Впрочем, здесь нужен апарт, уточнение. Первые лучи славы пришли к нему за работы, сделанные вовне: за роль Алеши Карамазова в антрепризе («Братья Карамазовы. Завтра», в Театральной труппе Валерия Саркисова и его постановке); за моноспектакль «Руслан и Людмила», поставленный Вероникой Косенковой к Пушкинскому юбилею. Первый, ранний опыт дал как бы формулу дарования «тихого, мягкого, доверчивого актера» (критик возвел образ роли до образа актера).
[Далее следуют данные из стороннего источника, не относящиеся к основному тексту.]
PR #11873, opened 2020-05-19
APPS: Make it possible to load_cert() from stdin again

### LINKED ISSUE #11871: x509 can't read from stdin
The man page for x509 says:
>        -in filename
>            This specifies the input filename to read a certificate from or
>            standard input if this option is not specified.

The following command works with OpenSSL 3.0.0-alpha2:
```
cat cert.pem | openssl x509 -text
```
Using the current master branch on GitHub, the same command returns an error:
```
Could not open file or uri  for loading Certificate
80:1B:4D:82:29:7F:00:00:error:system library:file_open:No such file or directory:crypto/store/loader_file.c:882:calling stat()
Unable to load Certificate
```
The current master branch on GitHub does work, however, if the command line is changed to:
```
cat cert.pem | openssl x509 -text -in /dev/stdin
```
My guess is that PR #11755 is the reason that the command no longer reads from standard input if the `-in` option is not specified.

levitte:
Fixes #11871

### DIFF
--- a/apps/lib/apps.c
+++ b/apps/lib/apps.c
@@ -453,7 +453,7 @@ X509 *load_cert_pass(const char *uri, int maybe_stdin,
 /* the format parameter is meanwhile not needed anymore and thus ignored */
 X509 *load_cert(const char *uri, int format, const char *desc)
 {
-    return load_cert_pass(uri, 0, NULL, desc);
+    return load_cert_pass(uri, 1, NULL, desc);
 }
 
 /* the format parameter is meanwhile not needed anymore and thus ignored */
--- a/apps/lib/apps.c
+++ b/apps/lib/apps.c
@@ -438,10 +438,6 @@ X509 *load_cert_pass(const char *uri, int maybe_stdin,
 
     if (desc == NULL)
         desc = "certificate";
-    if (uri == NULL) {
-        unbuffer(stdin);
-        uri = "";
-    }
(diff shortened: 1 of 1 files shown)


dcooper16:
Hi @levitte,

Thanks for looking into this so quickly. I tried the change in this PR and it didn't work for me. In order to make things work I also needed to change load_cert_pass():
```
    if (uri == NULL) {
        unbuffer(stdin);
        uri = "";
    }
```
It seems that uri needs to be NULL rather than "" in order for `load_key_cert_crl()` to read from stdin. Also, while I don't know what `unbuffer(stdin);` does, I wonder if it is necessary, since `load_key_cert_crl()` would also make that same call.

vdukhovni:
> It seems that uri needs to be NULL rather than "" in order for `load_key_cert_crl()` to read from stdin

Correct, the line setting `uri = ""` needs to be removed.

levitte:
@dcooper16, thanks for your feedback.  I finally got my focus back here, and could quickly confirm that you're exactly right.  I'm solving it by removing the lines you mention.

levitte:
Merged

0808a75e4db421f0f33d866b0abfe10db4f472f2 APPS: Make it possible to load_cert() from stdin again
f5e23fe88904fb5309e5b199bf5254b06dd4f883 APPS: Remove unnecessary NULL check of uri in load_cert_pass()

PR #11874, opened 2020-05-19
deprecate EC_POINT_make_affine and EC_POINTs_make_affine

bbbrumley:
Related to what's going on in #8332.

* Deprecate `EC_POINTs_make_affine`. I have only ever seen one caller to this -- internally in `ec_mult.c`.
* Deprecate `EC_POINT_make_affine`. Since there is no longer any visibility inside an `EC_POINT` -- there is no noticeable state change for linking applications. Applications no longer reach in like `P->X` to get at the `BIGNUM`, but use the API like `EC_POINT_get_affine_coordinates` to fetch them -- where this conversion happens internally by the `EC_METHOD` automatically.

Apologies -- I fat fingered the `CHANGES.md` in the last PR. My glasses have been in my work office since quarantine started and the alignment was a little off :nerd_face:

### DIFF
--- a/CHANGES.md
+++ b/CHANGES.md
@@ -23,12 +23,18 @@ OpenSSL 3.0
 
 ### Changes between 1.1.1 and 3.0 [xx XXX xxxx]
 
-* Deprecated EC_GROUP_precompute_mult(), EC_GROUP_have_precompute_mult(), and
-  EC_KEY_precompute_mult() These functions are not widely used and applications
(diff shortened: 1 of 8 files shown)


romen:
Travis failures are unrelated: some timeout on Xenial builds when fetching required packages with `apt`

t8m:
Merged to master. Thank you for the patch!

PR #11876, opened 2020-05-19
There is no -signreq option in CA.pl

mettacrawler:
CLA: trivial

##### Checklist

### DIFF
--- a/doc/man1/CA.pl.pod
+++ b/doc/man1/CA.pl.pod
@@ -113,7 +113,7 @@ written to standard output.
 
 =item B<-signCA>
 
-This option is the same as the B<-signreq> option except it uses the
+This option is the same as the B<-sign> option except it uses the
 configuration file section B<v3_ca> and so makes the signed request a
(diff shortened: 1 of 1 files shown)


t8m:
Unfortunately for 1.1.1 there should be a separate PR because the -signreq is mentioned at one additional place there.

t8m:
Merged to master, would you like to create a PR for the 1.1.1 branch?

mettacrawler:
@t8m is it normal to close a branch with un-merged commits?

t8m:
It is actually merged, the e1c6f76 is your commit, rebased and with the commit message adjusted so it contains the reviewed-by and link to the PR.

mettacrawler:
@t8m PR for 1.1.1 https://github.com/openssl/openssl/pull/11897

richsalz:
> is it normal to close a branch with un-merged commits?

yes, because the master source for openssl is not on github, but on an openssl server which the pushes to github as a read-only copy.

Второй лет через пять эту формулу дополнил, если не опроверг: на сцену ворвался, с темпераментом задиристого жеребенка смешной, порывистый парень и, представляя героев пушкинской поэмы, играя с ними (и в них) весело и влюбленно, заразил зал своей радостью; это была уже иная картина.
А далее его родному театру (и ему самому, и нам, зрителям-критикам) предстояло что-то выбрать из этого — или контрастно соединить. Выбрано было, как доминанта: юность; непосредственность, искренность; окрашенный лирикой юмор, — видимо, эти краски были важны его режиссеру. Судьба благоволила к Подгородинскому; он встретил своего режиссера, Сергея Женовача, с которым и сделал в Малом театре три крупные роли. Союз их начался с Чацкого в «Горе от ума», продолжился Платоном Зыбкиным («Правда хорошо, а счастье лучше» Островского) и завершился (на данный момент) Клеантом в «Мнимом больном» Мольера.


Чацкий был резко сдернут с котурнов, лишен резонерства, обличительного пафоса и всякого намека на романтизм. Пафос человечности (суть режиссуры Женовача) двигал ролью. Не-герой, не борец, он не обличал, не гневался, но терялся и страдал от того, что его окружало, не находил себе места. Наивный идеализм его рушился от ударов грубого мира, и болезненность этих ударов сообщалась залу. Бедолагу Чацкого полюбили, жалели, находили в нем сходство с Мышкиным, а в одной из рецензий было сказано словами известного романса: «Никогда еще Грибоедов не звучал так искренне, так нежно».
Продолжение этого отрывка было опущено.